___ STORED DATA

PR #116, opened 2020-01-24
VEN-143 | Pier mutations

a-rmz:
## Description :sparkles:
* Add mutation and tests for the `Pier` resource.

## Issues :bug:
Partially closes VEN-143

## Testing :alembic:
To manually test the mutations, you can run the following queries on GraphiQL with the inputs provided. Just add valid IDs and you're ready to test. :rocket:

```graphql
query FetchPier($fetchId: ID!) {
  pier(id: $fetchId) {
    id
    properties {
      harbor {
      	id
        properties {
          name
        }
      }
      identifier
      electricity
      gate
      lighting
      mooring
      water
      wasteCollection
      suitableBoatTypes {
        id
        name
      }
    }
  }
}

mutation CreatePier($createInput: CreatePierMutationInput!) {
  createPier(input: $createInput) {
    pier {
      id
    	properties {
        harbor {
          id
        }
        identifier
        electricity
        gate
        lighting
        mooring
        water
        wasteCollection
        suitableBoatTypes {
          id
        }
      }
    }
  }
}

mutation UpdatePier($updateInput: UpdatePierMutationInput!) {
  updatePier(input: $updateInput) {
    pier {
      id
    	properties {
        harbor {
          id
        }
        identifier
        electricity
        gate
        lighting
        mooring
        water
        wasteCollection
        suitableBoatTypes {
          id
        }
      }
    }
  }
}

mutation DeletePier($deleteInput: DeletePierMutationInput!) {
  deletePier(input: $deleteInput) {
    __typename
  }
}
```

```json
{
  "fetchId": "",
  "createInput": {
    "harborId": "",
    "lighting": true,
    "wasteCollection": true,
    "mooring": true,
    "suitableBoatTypes": [ "1" ],
    "identifier": "foobar4",
    "location": {
      "type": "Point",
      "coordinates": [66.6, 99.9]
    },
    "water": true,
    "electricity": true,
    "gate": false
  },
  "updateInput": {
    "id": "",
    "suitableBoatTypes": []
  },
  "deleteInput": {
    "id": ""
  }
}
```

### DIFF
--- a/resources/schema.py
+++ b/resources/schema.py
@@ -2,6 +2,7 @@ import graphene
 import graphql_geojson
 from django.db import transaction
 from django.db.models import Prefetch
+from django.db.utils import IntegrityError
 from django.utils.translation import get_language
 from graphene import relay
 from graphene_django.fields import DjangoConnectionField, DjangoListField
@@ -180,6 +181,14 @@ class AbstractAreaInput:
     www_url = graphene.String()
     location = graphql_geojson.Geometry()
     image_link = graphene.String()
+
+
+class AbstractAreaSectionInput:
+    identifier = graphene.String()
+    location = graphql_geojson.Geometry()
+    electricity = graphene.Boolean()
+    water = graphene.Boolean()
+    gate = graphene.Boolean()
 
 
 class CreateBerthMutation(graphene.ClientIDMutation):
@@ -452,6 +461,54 @@ class DeleteHarborMutation(graphene.ClientIDMutation):
         return DeleteHarborMutation()
 
 
+class PierInput(AbstractAreaSectionInput):
+    harbor_id = graphene.ID()
+    suitable_boat_types = graphene.List(graphene.ID)
+    mooring = graphene.Boolean()
+    waste_collection = graphene.Boolean()
+    lighting = graphene.Boolean()
+
+
+class CreatePierMutation(graphene.ClientIDMutation):
+    class Input(PierInput):
+        harbor_id = graphene.ID(required=True)
+
+    pier = graphene.Field(PierNode)
+
+    @classmethod
+    @login_required
+    @superuser_required
+    @transaction.atomic
+    def mutate_and_get_payload(cls, root, info, **kwargs):
+        # TODO: Should check if the user has permissions to
+        # delete the specific resource
+        suitable_boat_types = kwargs.pop("suitable_boat_types", [])
+
+        harbor_global_id = kwargs.pop("harbor_id", None)
+        if harbor_global_id:
+            harbor_id = from_global_id(harbor_global_id)[1]
+            try:
+                kwargs["harbor"] = Harbor.objects.get(pk=harbor_id)
+            except Harbor.DoesNotExist as e:
+                raise VenepaikkaGraphQLError(e)
+
+        boat_types = set()
+        for boat_type_id in suitable_boat_types:
+            try:
+                boat_type = BoatType.objects.get(pk=boat_type_id)
+            except BoatType.DoesNotExist as e:
+                raise VenepaikkaGraphQLError(e)
+            boat_types.add(boat_type)
+
+        try:
+            pier = Pier.objects.create(**kwargs)
+            pier.suitable_boat_types.set(boat_types)
+        except IntegrityError as e:
+            raise VenepaikkaGraphQLError(e)
+
+        return CreatePierMutation(pier=pier)
+
+
 class Query:
     availability_levels = DjangoListField(AvailabilityLevelType)
     boat_types = DjangoListField(BoatTypeType)
@@ -581,3 +638,6 @@ class Mutation:
     create_harbor = CreateHarborMutation.Field()
     delete_harbor = DeleteHarborMutation.Field()
     update_harbor = UpdateHarborMutation.Field()
+
+    # Piers
+    create_pier = CreatePierMutation.Field()
--- a/resources/schema.py
+++ b/resources/schema.py
@@ -509,6 +509,29 @@ class CreatePierMutation(graphene.ClientIDMutation):
         return CreatePierMutation(pier=pier)
 
 
+class DeletePierMutation(graphene.ClientIDMutation):
+    class Input:
+        id = graphene.ID(required=True)
+
+    @classmethod
+    @login_required
+    @superuser_required
+    @transaction.atomic
+    def mutate_and_get_payload(cls, root, info, **kwargs):
+        # TODO: Should check if the user has permissions to
+        # delete the specific resource
+        id = from_global_id(kwargs.get("id"))[1]
+
+        try:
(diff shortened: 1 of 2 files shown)


resources/schema.py
```diff
@@ -452,6 +461,55 @@ def mutate_and_get_payload(cls, root, info, **kwargs):
         return DeleteHarborMutation()
 
 
+class PierInput(AbstractAreaSectionInput):
+    harbor_id = graphene.ID()
+    suitable_boat_types = graphene.List(graphene.String)
```
igordavydsson: list of IDs?
```python
suitable_boat_types = graphene.List(graphene.ID)
```

resources/schema.py
```diff
@@ -452,6 +461,55 @@ def mutate_and_get_payload(cls, root, info, **kwargs):
...
+            harbor_global_id = from_global_id(harbor_id)[1]
+            try:
+                kwargs["harbor"] = Harbor.objects.get(pk=harbor_global_id)
+            except Harbor.DoesNotExist as e:
+                raise VenepaikkaGraphQLError(e)
+
+        boat_types = set([])
+        for boat_type_id in suitable_boat_types:
+            try:
+                boat_type = BoatType.objects.get(pk=boat_type_id)
```
igordavydsson: would this work:
```python
suitable_boat_types = kwargs.pop("suitable_boat_types", [])

boat_types = []
try:
    boat_types = BoatType.objects.get(pk__in=suitable_boat_types)
except BoatType.DoesNotExist as e:

...
```

resources/tests/test_resources_mutations.py
```diff
@@ -837,3 +837,119 @@ def test_update_harbor_municipality_doesnt_exist(harbor, superuser):
...
+    }
+    assert Pier.objects.count() == 0
+
+    executed = client.execute(
+        query=CREATE_PIER_MUTATION,
+        variables=variables,
+        graphql_url=GRAPHQL_URL,
+        user=superuser,
+    )
+    print(executed)
```
igordavydsson: 👀

resources/schema.py
a-rmz: The `BoatType` query uses plain IDs, not GQL Global IDs

```graphql
query BT {
  boatTypes {
    id
  }
}
```

```json
{
  "data": {
    "boatTypes": [
      {
        "id": "1"
      },
      {
        "id": "2"
      },
      {
        "id": "3"
      },
      {
        "id": "4"
      },
      {
        "id": "5"
      },
      {
        "id": "6"
      },
      {
        "id": "7"
      },
      {
        "id": "8"
      }
    ]
  }
}
```

resources/schema.py
a-rmz: Yeah, would work if there was a way to figure out if there was an invalid one.

resources/schema.py
igordavydsson: yes, plain ID can be a string or an integer in graphene

igordavydsson: I think this might be valid list `["1", 2, "3"]` 🤔

resources/schema.py
```diff
@@ -452,6 +461,55 @@ def mutate_and_get_payload(cls, root, info, **kwargs):
...
+
+        harbor_id = kwargs.pop("harbor_id", None)
+        if harbor_id:
+            harbor_global_id = from_global_id(harbor_id)[1]
+            try:
+                kwargs["harbor"] = Harbor.objects.get(pk=harbor_global_id)
+            except Harbor.DoesNotExist as e:
+                raise VenepaikkaGraphQLError(e)
+
+        boat_types = set([])
```
igordavydsson: I think if you just want to initiate an empty set, you could just do `set()`

resources/schema.py
igordavydsson: yeah, ok, let's keep it like this

resources/tests/test_resources_mutations.py
```diff
@@ -837,3 +837,118 @@ def test_update_harbor_municipality_doesnt_exist(harbor, superuser):
...
     assert Harbor.objects.count() == 1
     assert_doesnt_exist("Municipality", executed)
+
+
+CREATE_PIER_MUTATION = """
+mutation CreatePier($input: CreatePierMutationInput!) {
+  createPier(input: $input) {
+    pier {
+      id
+        properties {
```
igordavydsson: indentation? 👀

resources/schema.py
```diff
@@ -510,6 +510,49 @@ def mutate_and_get_payload(cls, root, info, **kwargs):
...
+            try:
+                boat_type = BoatType.objects.get(pk=boat_type_id)
+            except BoatType.DoesNotExist as e:
+                raise VenepaikkaGraphQLError(e)
+            boat_types.add(boat_type)
+
+        try:
+            update_object(pier, kwargs)
+            pier.suitable_boat_types.set(boat_types)
+            pier.save()
```
igordavydsson: I think `save()` is not needed after changing m2m relations, as they are saved immediately.

resources/schema.py
```diff
@@ -510,6 +510,49 @@ def mutate_and_get_payload(cls, root, info, **kwargs):
...
+    @transaction.atomic
+    def mutate_and_get_payload(cls, root, info, **kwargs):
+        # TODO: Should check if the user has permissions to
+        # delete the specific resource
+        id = from_global_id(kwargs.pop("id"))[1]
+
+        try:
+            harbor_id = kwargs.pop("harbor_id", None)
+            if harbor_id:
+                global_harbor_id = from_global_id(harbor_id)[1]
```
igordavydsson: well, this is actually `harbor_id`, but the var above could be called `global_harbor_id` 🙂

resources/schema.py
a-rmz: Another option would be to compare something like this:
```python
set(suitable_boat_types).difference(
    set(Model.objects.filter(id__in=suitable_boat_types).values_list('id'),
    flat=True)
)
```
And if there's a difference, we can raise the error saying that values X, Y, &Z  are missing.

igordavydsson: oh, pretty neat idea! probably a bit of an overengineering for this case, and this is still a hit to the db, but slightly less readable that your current solution. let's keep things as they are 🙂

resources/schema.py
a-rmz: Just FTR, it is a [valid id](https://docs.graphene-python.org/en/latest/types/scalars/).
```
graphene.ID represents a unique identifier, often used to refetch an
object or as key for a cache. The ID type appears in a JSON
response as a String; however, it is not intended to be
human-readable. When expected as an input type, any string
(such as “4”) or integer (such as 4) input value will be accepted as an ID.
```

igordavydsson: yeah, that's what I meant. 🙂

PR #118, opened 2020-01-27
VEN-152 | Rename Reservations to Applications

a-rmz:
## Description ✨ 
Rename all the `Reservation` related models to `Application` to support the new flows coming to the app.

## Issues 🐛 
Partially closes [VEN-152](https://helsinkisolutionoffice.atlassian.net/browse/VEN-152)

## Testing ⚗️ 
Running with `docker-compose`:
```shell
$ docker exec berth pytest
```

Running locally:
```shell
$ pytest
```

## Notes 🗒 
There are _a lot_ of changes.

The app is still called `reservations`, it will be renamed to `applications` but that requires a bit more tweaking, that's why we split it in different PRs, to avoid cluttering.


reservations/admin.py
```diff
@@ -12,28 +12,28 @@
...
+    export_winter_storage_applications_as_xlsx,
 )
 
 logger = logging.getLogger(__name__)
 
 
-class ReservationTypeFilter(admin.SimpleListFilter):
-    title = _("Reservation type")
+class ApplicationTypeFilter(admin.SimpleListFilter):
+    title = _("application type")
```
igordavydsson: nitpick: this is visible in the django admin and looks more official when starts with a capital letter

reservations/admin.py
```diff
@@ -12,28 +12,28 @@
...
 
     parameter_name = "berth_switch"
 
     def lookups(self, request, model_admin):
-        return (("0", _("Reservation")), ("1", _("Switch application")))
+        return (("0", _("application")), ("1", _("Switch application")))
```
igordavydsson: nitpick: same as above

reservations/admin.py
```diff
@@ -138,12 +138,12 @@ class BerthReservationAdmin(admin.ModelAdmin):
...
-    list_filter = (ReservationTypeFilter,)
-    actions = ["export_reservations", "resend_reservation_confirmation"]
+    list_display = ("created_at", "first_name", "last_name", "application_type")
+    list_filter = (ApplicationTypeFilter,)
+    actions = ["export_applications", "resend_application_confirmation"]
 
-    def reservation_type(self, obj):
-        return _("Reservation") if obj.berth_switch is None else _("Switch application")
+    def application_type(self, obj):
+        return _("application") if obj.berth_switch is None else _("Switch application")
```
igordavydsson: nitpick: same as above

reservations/admin.py
```diff
@@ -165,56 +165,56 @@ def get_berth_switch_reason(self, obj):
...
-        for reservation in queryset:
+        for application in queryset:
             try:
                 send_notification(
-                    reservation.email,
-                    NotificationType.BERTH_RESERVATION_CREATED,
-                    reservation.get_notification_context(),
-                    reservation.language,
+                    application.email,
+                    NotificationType.BERTH_application_CREATED,
```
igordavydsson: enum members should be fully capitalized per convention

a-rmz: Forgot to add `Preserve case` on Pycharm :derp:

reservations/admin.py
```diff
@@ -286,68 +286,68 @@ class WinterStorageReservationAdmin(admin.ModelAdmin):
...
-        for reservation in queryset:
+        for application in queryset:
             try:
                 send_notification(
-                    reservation.email,
-                    NotificationType.WINTER_STORAGE_RESERVATION_CREATED,
-                    reservation.get_notification_context(),
-                    reservation.language,
+                    application.email,
+                    NotificationType.WINTER_STORAGE_application_CREATED,
```
igordavydsson: needs full capitalization

reservations/schema.py
```diff
@@ -141,67 +141,67 @@ def mutate(self, info, **kwargs):
...
-            winter_storage_reservation=reservation, ok=ok
+        return CreateWinterStorageApplication(
+            winter_storage_application=application, ok=ok
         )
 
 
 class Mutation(graphene.ObjectType):
-    create_berth_reservation = CreateBerthReservation.Field()
-    create_winter_storage_reservation = CreateWinterStorageReservation.Field()
+    create_berth_application = CreateBerthApplication.Field()
```
igordavydsson: well, these should keep the old names, only internal names can be changed to `Application`

a-rmz: Are those the ones being used already?

igordavydsson: also, the types' names should remain the same from the GQL POV.

igordavydsson: otherwise frontend will complain about outdated types in their generated typings

igordavydsson: reservations/tests/test_reservations_graphql.py should pass without any changes 🙂

igordavydsson: Yes, it's the ones in use.

a-rmz: Ok ok. 👍 Reverted to old names.

reservations/schema.py
```diff
@@ -116,18 +116,18 @@ class WinterStorageReservationInput(BaseReservationInput):
 
 class CreateBerthReservation(graphene.Mutation):
     class Arguments:
-        berth_reservation = BerthReservationInput(required=True)
+        berth_application = BerthApplicationInput(required=True)
```
igordavydsson: these changes still cause a change of the API. `test_reservations_graphql.py` should pass without any changes to the tests. you can add some TODOs to remind us to rename the objects later on though

a-rmz: Would it make sense to presereve only the field names (`berth_reservation`) but already rename what we can (i.e. `BerthReservationInput -> BerthApplicationInput`)?

Or would it be better to wait and rename all the related fields at the same time?

igordavydsson: if you rename the input, it will change the API, the frontend will ask for regeneration of types. API should stay 100 % the same for now

PR #126, opened 2020-02-03
VEN-152 | Expose applications via GQL

a-rmz:
## Description ✨ 
* Add queries for single `Application` and edge list of `Applications`
* Replace `ForeignKey` relationship on `Lease -> Application` to `OneOnOne`

## Issues 🐛 
Partially closes [VEN-152](https://helsinkisolutionoffice.atlassian.net/browse/VEN-152)

## Testing ⚗️ 
To manually test the query, first, create an application from the Django Admin.

The following query returns a list with all the existing `Applications` with the whole Application object.
```graphql
query BerthApplications {
  berthApplications {
    edges {
      node {
        id
        createdAt
        isProcessed
        language
        firstName
        lastName
        email
        phoneNumber
        address
        phoneNumber
        address
        zipCode
        municipality
        companyName
        businessId
        boatType
        boatRegistrationNumber
        boatName
        boatModel
        boatLength
        boatWidth
        acceptBoatingNewsletter
        acceptFitnessNews
        acceptLibraryNews
        acceptOtherCultureNews
        informationAccuracyConfirmed
        data
        applicationCode
        harborchoiceSet {
          harbor
          priority
        }
      }
    }
  }
}
```

To query for an individual `Application`, you can use the following query:
```graphql
query SingleApplication {
  berthApplication(id: "") {
    id
  }
}
```


applications/new_schema.py
```diff
@@ -0,0 +1,64 @@
...
+        if self.boat_type:
+            return self.boat_type.id
+        return None
+
+    def resolve_harborchoice_set(self, info, **kwargs):
+        if self.harborchoice_set.count():
+            return self.harborchoice_set.all()
+
+
+class Query:
```
charn: I see that there's some inconsistency where sometimes a `Query` inherits `graphene.ObjectType` and somethimes it doesn't. I don't see any reason why it shouldn't inherit the common graphene base class. Is there?

applications/schema.py
```diff
@@ -200,7 +200,7 @@ def mutate(self, info, **kwargs):
         )
 
 
-class Mutation(graphene.ObjectType):
+class Mutation:
```
charn: Is the inheritance unnecessary? At least it serves as clarification `graphene.ObjectType` vs `graphene.Mutation`

a-rmz: I removed it on this because [this](https://github.com/City-of-Helsinki/berth-reservations/blob/develop/resources/schema.py#L691) one didn't have it, and that one was taken from Kukkuu.

I was talking about it with @igordavydsson and came to the conclusion that, since it's already extended on the main schema, there's no need to extend it twice.
```python
class Mutation(resources.schema.Mutation, graphene.ObjectType):
    pass

new_schema = build_schema(query=Query, mutation=Mutation, types=extended_types)
```

applications/new_schema.py
```diff
@@ -0,0 +1,75 @@
...
+    )
+
+    def filter_berth_switch(self, queryset, name, value):
+        lookup = "__".join([name, "isnull"])
+        return queryset.filter(**{lookup: not value})
+
+
+class BerthApplicationTypeNode(DjangoObjectType):
+    boat_type = graphene.String()
+    harborchoice_set = graphene.List(HarborChoiceType)
```
igordavydsson: got this idea: could you please rename this field, since we resolve it manually anyway, to `harbor_choices`? more human-friendly 🙂

applications/schema.py
igordavydsson: yeah, it seems that this aggregators for mutations and queries are kinda like mixin objects, and do not have to inherit from `graphene.ObjectType`. would be nice to make it consistent across all apps in a separate commit.

applications/new_schema.py
```diff
@@ -0,0 +1,75 @@
...
+        model = BerthSwitch
+
+    def resolve_harbor(self, info, **kwargs):
+        if self.harbor:
+            return self.harbor.servicemap_id
+        return None
+
+
+class BerthApplicationFilter(django_filters.FilterSet):
+    has_berth_switch = django_filters.BooleanFilter(
```
igordavydsson: this is a bit of a technical way to name it, could you make it just `switch_application`? 🙂

igordavydsson: and even better: `switch_applications` 🙂

applications/new_schema.py
```diff
@@ -0,0 +1,75 @@
...
+
+    def resolve_harborchoice_set(self, info, **kwargs):
+        if self.harborchoice_set.count():
+            return self.harborchoice_set.all()
+        return None
+
+
+class Query:
+    application = graphene.relay.Node.Field(BerthApplicationTypeNode)
+    applications = DjangoFilterConnectionField(
```
igordavydsson: also, keeping in mind that there will also be `winter_storage_applications`, could these be `berth_applications`? 🙂

leases/models.py
```diff
@@ -84,7 +84,7 @@ class WinterStorageLease(AbstractLease):
         on_delete=models.PROTECT,
         related_name="leases",
     )
-    application = models.ForeignKey(
+    application = models.OneToOneField(
```
igordavydsson: I think you also would need to rename `related_field` to maybe `lease`?

applications/new_schema.py
```diff
@@ -0,0 +1,75 @@
...
+        BerthApplicationTypeNode, filterset_class=BerthApplicationFilter
+    )
+
+    @login_required
+    @superuser_required
+    def resolve_applications(self, info, **kwargs):
+        return BerthApplication.objects.all()
```
igordavydsson: you could do some `select_related()` and `prefetch_related()` to optimize the query somewhat. check [from here onwards](https://github.com/City-of-Helsinki/berth-reservations/blob/develop/resources/schema.py#L612) for some references

applications/new_schema.py
igordavydsson: you would then need to add `harborchoice_set` to `exclude` 🙂

applications/new_schema.py
a-rmz: What should be prefetched? I'm thinking `chosen_harbors` and `boat_type` at least (since they're the only ones with foreign keys), but what else should be included?

igordavydsson: yes, `boat_type`, `berth_switch` and `chosen_harbors` (which would in practice mean `harborchoice_set` and `harborchoice_set__harbor` or something) 🤔

igordavydsson: and `berth_switch` recursively, meaning `berth_switch__harbor` and `berth_switch__reason`

igordavydsson: and `berth_switch__reason__translations` 😅

leases/models.py
a-rmz: So renaming it from `leases` to `lease`?

igordavydsson: yes, to describe the updated logic

applications/new_schema.py
a-rmz: 👍

a-rmz: So,

```python
return BerthApplication.objects.prefetch_related(
    "boat_type",
    "berth_switch",
    "berth_switch__harbor",
    "berth_switch__reason",
    "berth_switch__reason__translations",
    "harborchoice_set__harbor",
)
```

igordavydsson: so, `prefetch_related` is for m2m relations. `select_related` is for FKs:
```python
return BerthApplication.objects.select_related(
    "boat_type",
    "berth_switch",
    "berth_switch__harbor",
    "berth_switch__reason",
    "harborchoice_set__harbor",
).prefetch_related("berth_switch__reason__translations")
```

a-rmz: I was just reading about that. 😅

applications/new_schema.py
```diff
@@ -0,0 +1,81 @@
...
+    switch_applications = django_filters.BooleanFilter(
+        field_name="berth_switch", method="filter_berth_switch"
+    )
+
+    def filter_berth_switch(self, queryset, name, value):
+        lookup = "__".join([name, "isnull"])
+        return queryset.filter(**{lookup: not value})
+
+
+class BerthApplicationTypeNode(DjangoObjectType):
```
igordavydsson: this can be called just `BerthApplicationNode` 🙂

igordavydsson: the convention we "kinda" adopted:
- regular GQL type = `<ModelName>Type`
- type with node interface = `<ModelName>Node`
any class names that do not follow this convention can be renamed at any conveneint time 🙂

applications/new_schema.py
```diff
@@ -0,0 +1,81 @@
...
+        if self.harbor:
+            return self.harbor.servicemap_id
+        return None
+
+
+class BerthSwitchType(OldBerthSwitchType):
+    harbor = graphene.String()
+
+    class Meta:
+        model = BerthSwitch
```
igordavydsson: please, `exclude = ("berthapplication_set",)` 🙂

PR #127, opened 2020-02-05
[VEN-442] Export applications to Excel

a-rmz:
## Description ✨ 
Add a `Switch reason` column.
* If the application is a `switch application`, the column should have the finnish text for the reason or `"---"` if no reason.
* If it's a regular application, the column is just empty

Add columns `Copmany name` and `Business ID`.
* If those values were given, they are added
* Otherwise leave the cells empty

## Issues 🐛 
Closes [VEN-442](https://helsinkisolutionoffice.atlassian.net/browse/VEN-442)

## Screenshots 📸 
**Berth Applications**
image

**Winter Storage Applications**
image

### DIFF
--- a/applications/tests/test_reservations_utils.py
+++ b/applications/tests/test_reservations_utils.py
@@ -18,6 +18,8 @@ from .factories import BerthApplicationFactory, WinterStorageApplicationFactory
 
 @freeze_time("2019-01-14T08:00:00Z")
 @pytest.mark.parametrize("berth_switch", [True, False])
+# Parametrised berth_switch_reason inside berth_switch
+@pytest.mark.parametrize("berth_switch_info", [True, False], indirect=True)
 def test_exporting_berth_applications_to_excel(
     berth_switch, boat_type, harbor, berth_switch_info
 ):
@@ -67,6 +69,7 @@ def test_exporting_berth_applications_to_excel(
 
     boat_type.set_current_language("fi")
 
+    expected_berth_switch_reason = ""
     expected_berth_switch_str = ""
     if berth_switch:
         expected_berth_switch_str = "{} ({}): {}".format(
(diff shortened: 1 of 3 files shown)


applications/tests/test_reservations_utils.py
```diff
@@ -18,8 +18,11 @@
 
 @freeze_time("2019-01-14T08:00:00Z")
 @pytest.mark.parametrize("berth_switch", [True, False])
+@pytest.mark.parametrize("customer_private", [True, False])
```
igordavydsson: you could put all of the fixtures in a single decorator, something like:
```python
@pytest.mark.parametrize("berth_switch, customer_private, berth_switch_info", (
    [True, False], [True, False], [True, False])
)
```

igordavydsson: ah, yeah, and that indirect could be added too

applications/utils.py
```diff
@@ -73,6 +76,14 @@ def export_berth_applications_as_xlsx(applications):
                     value = application.boat_type.name
                 elif attr_name == "berth_switch" and application.berth_switch:
                     value = parse_berth_switch_str(application.berth_switch)
+                elif attr_name == "berth_switch_reason":
```
igordavydsson:
```python
elif attr_name == "berth_switch_reason" and application.berth_switch:
    value = application.berth_switch.reason.title if application.berth_switch.reason else "---"
```
?

applications/tests/test_reservations_utils.py
a-rmz: IMO it looks a bit clearer in different decorators.

Also, it's the way the [documentation](https://docs.pytest.org/en/latest/parametrize.html) suggests.
image

applications/utils.py
a-rmz: Yeah, I thought about this, but if `application.berth_switch` is `None`, it will try to get the `berth_switch_reason` from the `Application` instance and throw an error because it doesn't have that attribute.

```python
else:
    value = getattr(application, attr_name)
```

______

TASK BRIEF: Wherever the word "else" appears in a line of the data above, copy that line.

OUTPUT BELOW:
-        return _("Reservation") if obj.berth_switch is None else _("Switch application")
+        return _("application") if obj.berth_switch is None else _("Switch application")
a-rmz: What should be prefetched? I'm thinking `chosen_harbors` and `boat_type` at least (since they're the only ones with foreign keys), but what else should be included?
    value = application.berth_switch.reason.title if application.berth_switch.reason else "---"
else:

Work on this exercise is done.